I am not the expert in thermal distribution theory, but the values seem correct to me.
You have to take into count that a Laptop form factor has completely different thermal constraints than a standard PC with an AIC GPU. Cooling systems differ from design to design and usually involve a holistic approach of cooling all components in an integrated cooling loop. That means CPU, RAM and other components temperatures will influence overall system values.
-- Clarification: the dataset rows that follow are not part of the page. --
PR #128, opened 2023-09-01
Add Combined Log Format option

camilledalmeras:
The Combined Log Format adds "Referer" and "User-Agent" fields to the Apache default log format.

Compliance with the Combined Log Format definition is not 100%, as the size of the object returned to the client is missing, but this caveat is duly pointed out in the added docs.

Thanks for your work on Racket’s web server!


jeapostrophe (approved):

jeapostrophe:
Thank you!!

PR #133, opened 2024-03-14
Update continue.scrbl

timbot1789:
A key of size `1024` is no longer considered long enough to be secure. Running the line `plt-web-server --ssl` throws the following error on recent versions:

`ssl-load-certificate-chain!: load failed from: #<path:/myPath/Racket/server-cert.pem> (error:140AB18F:SSL routines:SSL_CTX_use_certificate:ee key too small)`

Bumping the size up to `2048` fixes the error.

---
Kudos on the excellent tutorial. I walked through every line, and this was the only issue I ran into.


jeapostrophe (approved):

jeapostrophe:
Thank you!

PR #134, opened 2024-04-29
docs: link to wrapped make-cookie

benknoble:
This greatly aids traversing the documentation: readers of this module's make-cookie can now jump to the documentation of the wrapped function instead of jumping to net/cookies/server and scrolling or searching.

The only downside is that the link will display as "net:make-cookie" instead of "make-cookie"; see the GUI Easy documentation [1] as an example (e.g., "gui:dc<%>" in "Custom Views"). In that document, all racket/gui exports are prefixed with gui: to avoid ambiguity, and the links take you to the correct place within racket/gui documentation. That is accomplished by

    (require (for-label (prefix-in gui: racket/gui)))

which I wanted to avoid here: I didn't want all references to net/cookies/server to use the net: prefix.

[1]: https://docs.racket-lang.org/gui-easy/index.html

### DIFF
--- a/web-server-doc/web-server/scribblings/http.scrbl
+++ b/web-server-doc/web-server/scribblings/http.scrbl
@@ -454,6 +454,13 @@ transmission that the server @bold{will not catch}.}
                      web-server/http/response-structs
                      web-server/http/cookie))
 
+@(begin
+   (define-syntax-rule (define-from-net/cookies/server name export)
+     (begin
+       (require (for-label net/cookies/server))
+       (define name @racket[export])))
+   (define-from-net/cookies/server net:make-cookie make-cookie))
+
 @(define rfc6265
    (hyperlink "https://tools.ietf.org/html/rfc6265.html"
               "RFC 6265"))
@@ -474,7 +481,7 @@ transmission that the server @bold{will not catch}.}
           cookie?]{
    Constructs a cookie with the appropriate fields.
 
-   This is a wrapper around @racket[make-cookie] from @racketmodname[net/cookies/server]
+   This is a wrapper around @|net:make-cookie| from @racketmodname[net/cookies/server]
    for backwards compatibility. The @racket[comment] argument is ignored.
    If @racket[expires] is given as a string, it should match
    @link["https://tools.ietf.org/html/rfc7231#section-7.1.1.2"]{RFC 7231, Section 7.1.1.2},


sorawee:
@mflatt showed this trick to me earlier: you can do

https://github.com/racket/racket/blob/master/pkgs/racket-doc/syntax/scribblings/module-reader.scrbl#L10

to locally `@racket[make-cookie]` where `make-cookie` is from `net/cookies/server`.

benknoble:
Unclear what maintainers to ping for review/merge, so I'll start with @jeapostrophe given his name in `pkg-authors`.

jeapostrophe:
I think it is important for the link to be correct, thank you for the patch. But, I think it will be ugly for it to say `net:make-cookie`, so I prefer Sorawee's trick. I think it is worth putting in the macro without the abstraction if you're willing @benknoble

benknoble:
Adjusted. range-diff:

```
1:  2594314 ! 1:  4bdb749 docs: link to wrapped make-cookie
    @@ Commit message
         make-cookie can now jump to the documentation of the wrapped function
         instead of jumping to net/cookies/server and scrolling or searching.
     
    -    One possible solution is to prefix the special name like
    -    "net:make-cookie": the only downside is that the link will display as
    -    "net:make-cookie" instead of "make-cookie"; see the GUI Easy
    -    documentation [1] as an example (e.g., "gui:dc<%>" in "Custom Views").
    -    In that document, all racket/gui exports are prefixed with gui: to avoid
    -    ambiguity, and the links take you to the correct place within racket/gui
    -    documentation. That is accomplished by
    +    The only downside is that the link will display as "net:make-cookie"
    +    instead of "make-cookie"; see the GUI Easy documentation [1] as an
    +    example (e.g., "gui:dc<%>" in "Custom Views"). In that document, all
    +    racket/gui exports are prefixed with gui: to avoid ambiguity, and the
    +    links take you to the correct place within racket/gui documentation.
    +    That is accomplished by
           (require (for-label (prefix-in gui: racket/gui)))
         which I wanted to avoid here: I didn't want all references to
    -    net/cookies/server to use the net: prefix, and it is desirable for the
    -    docs to show "make-cookie".
    -
    -    Thus instead we use a trick (by way of Sorawee and Matthew Flatt) to
    -    embed the require-for-label in a macro use [2].
    +    net/cookies/server to use the net: prefix.
     
         [1]: https://docs.racket-lang.org/gui-easy/index.html
    -    [2]: https://github.com/racket/racket/blob/f2294a69784a5e77e83d8cf07d6cddab7f1b09fd/pkgs/racket-doc/syntax/scribblings/module-reader.scrbl#L10
     
      ## web-server-doc/web-server/scribblings/http.scrbl ##
     @@ web-server-doc/web-server/scribblings/http.scrbl: transmission that the server @bold{will not catch}.}
    -                      web-server/http/response-structs
    -                      web-server/http/cookie))
    + @; ------------------------------------------------------------
    + @section[#:tag "cookie"]{Placing Cookies}
      
    -+@(begin
    -+   (define-syntax-rule (define-from-net/cookies/server name export)
    -+     (begin
    -+       (require (for-label net/cookies/server))
    -+       (define name @racket[export])))
    -+   (define-from-net/cookies/server net:make-cookie make-cookie))
    -+
    - @(define rfc6265
    -    (hyperlink "https://tools.ietf.org/html/rfc6265.html"
    -               "RFC 6265"))
    +-@(require (for-label (except-in net/cookies/server
    +-                                make-cookie)
    ++@(require (for-label (rename-in net/cookies/server
    ++                                [make-cookie net:make-cookie])
    +                      net/cookies/common
    +                      web-server/servlet
    +                      web-server/http/xexpr
     @@ web-server-doc/web-server/scribblings/http.scrbl: transmission that the server @bold{will not catch}.}
                cookie?]{
         Constructs a cookie with the appropriate fields.
      
     -   This is a wrapper around @racket[make-cookie] from @racketmodname[net/cookies/server]
    -+   This is a wrapper around @|net:make-cookie| from @racketmodname[net/cookies/server]
    ++   This is a wrapper around @racket[net:make-cookie] from @racketmodname[net/cookies/server]
         for backwards compatibility. The @racket[comment] argument is ignored.
         If @racket[expires] is given as a string, it should match
         @link["https://tools.ietf.org/html/rfc7231#section-7.1.1.2"]{RFC 7231, Section 7.1.1.2},
```

jeapostrophe (approved):

jeapostrophe:
Thank you!

benknoble:
Unrelated, but it looks like CI is failing because a test takes too long?

sorawee:
Yeah, the CI has been failing for a while now. It's not due to this PR.

PR #138, opened 2025-02-08
Change private key loading to default to PEM-encoded PKCS#8

bdj:
Simpler change to support LetsEncrypt keys in the webserver. See https://github.com/racket/web-server/pull/137 for more discussion. If someone has better copy for the documentation, I would be happy to change it. I have tested this for my use case and it works, but I would also be willing to add tests if there is a good way to test this.

cc @LiberalArtist @rmculpepper


bdj:
Is there anything else that needs to be done here to merge this?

That way if the GPU temp AND CPU temp for example spike, you can easily gain 10s of centigrade in a jiffy. That is why the (system) shutdown temp for the GPU is so high. But on the other hand, since heat dissipation is so difficult, the temperature where the GPU is clocked down will be much lower to safeguard against the whole system overheating too easily.
Again, this differs from manufacturer to manufacturer, but will be similar in any Laptop design. Besides, the GPU is a mobile version, so you can’t directly compare to desktop GPU values in any case.